Methodology limitations

The CLCI Hub dataset is intentionally an editorial reference, not a research instrument. This page documents what that distinction means in practice — what the dataset does well, what it does not, and the specific biases researchers should know about when using it.

Scoring is editorial, not measurement

CLCI scores are produced by reviewing public sources and assigning BITE-axis sub-scores plus a signed modifier. There is no inter-rater reliability study, no calibrated rubric beyond the per-axis descriptions, and no claim of measurement invariance across categories. Two careful reviewers might produce CLCI scores differing by 4–6 points for the same group. The scores are useful for relative orientation across groups; they are not a metric in the technical sense.

See /methodology/bite-model and /methodology/scoring-appeals for the framing this site uses.

Source-density flags are heuristic

The boolean fields hasCourtRecords, hasAcademicSources, hasInvestigativeJournalism, hasExMemberSources, and hasOfficialStatements were set by pattern-matching the free-text sources[] arrays for indicative keywords. They are an approximation; some entries will have, for example, court records cited under a non-matching phrase, and a subsequent editorial pass on structuredSources[] will correct individual entries.

Dataset coverage is uneven

Anglophone coverage is stronger than non-Anglophone coverage. Groups primarily reported in English-language sources are over-represented.
High-profile cases (Scientology, JWs, FLDS, NXIVM) have multi-decade source bases; new or regional groups frequently have only one or two sources.
The dataset has stronger coverage of Christian-tradition high-control groups than of other-faith and political-ideological categories.
Recent online-first groups are systematically under-represented because the source material is more recent and less consolidated.

Confidence ratings are coarse

The three-level confidence rating (High / Medium / Low) reflects editorial judgement about the volume and reliability of available sources.
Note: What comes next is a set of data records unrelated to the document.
PR #1854, opened 2020-12-08
Precise pointer events for Wayland platform

### LINKED ISSUE #1852: High precision input events for the Wayland platform
When running nested under Wayland, we loose high precision input events

wmww:
This adds support for floating point pointer motion and scrolling to the Wayland platform. It appears touches were already precise. Fixes #1852. There's still a notable problem, where scrolling events don't *appear* to be precise because they are arbitrarily multiplied by 10 by the Wayland frontend. This will be fixed in a different PR.

### DIFF
--- a/src/platforms/wayland/display_input.h
+++ b/src/platforms/wayland/display_input.h
@@ -19,7 +19,8 @@
 
 #include <mir/fd.h>
 #include <mir/events/contact_state.h>
-#include <mir/geometry/displacement.h>
+#include <mir/geometry/point_f.h>
+#include <mir/geometry/displacement_f.h>
 
 #include <xkbcommon/xkbcommon.h>
 
@@ -50,17 +51,17 @@ public:
     virtual void pointer_press(
         std::chrono::nanoseconds event_time,
         int button,
-        std::pair<float, float> const& pos,
-        std::pair<float, float> const& scroll) = 0;
+        geometry::PointF const& pos,
+        geometry::DisplacementF const& scroll) = 0;
     virtual void pointer_release(
         std::chrono::nanoseconds event_time,
         int button,
-        std::pair<float, float> const& pos,
-        std::pair<float, float> const& scroll) = 0;
+        geometry::PointF const& pos,
+        geometry::DisplacementF const& scroll) = 0;
     virtual void pointer_motion(
         std::chrono::nanoseconds event_time,
-        std::pair<float, float> const& pos,
-        std::pair<float, float> const& scroll) = 0;
+        geometry::PointF const& pos,
+        geometry::DisplacementF const& scroll) = 0;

It is not a probability and does not have a numeric backing. A “high confidence” rating means the source base is substantial and reasonably converges; it does not mean the score is precise.
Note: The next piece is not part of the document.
PR #1856, opened 2020-12-10
[gha] let RPi build fail for now

Saviq:


Saviq:
We crossed commits, it's already in master.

Per-entry structured evidence is sparse

The structured evidence[] and structuredSources[] fields are populated for a minority of entries; most entries still carry only the free-text sources[] array. Researchers requiring structured citation should treat the structured fields as an ongoing migration rather than a complete reference.

Editorial framing

CLCI Hub is written in a deliberately non-sensational editorial voice — see /editorial-policy. The dataset is not neutral in the strong sense; groups with documented patterns of coercive control are described as such. Where this framing affects the score, the scoreJustification field should make the editorial reasoning visible.

Right-of-reply is offered via /right-of-reply; corrections via /corrections.

Citing the dataset in academic work

See /research/citation-guide for the recommended citation form. We ask that researchers also cite the limitations documented here and avoid using CLCI scores as if they were calibrated measurements.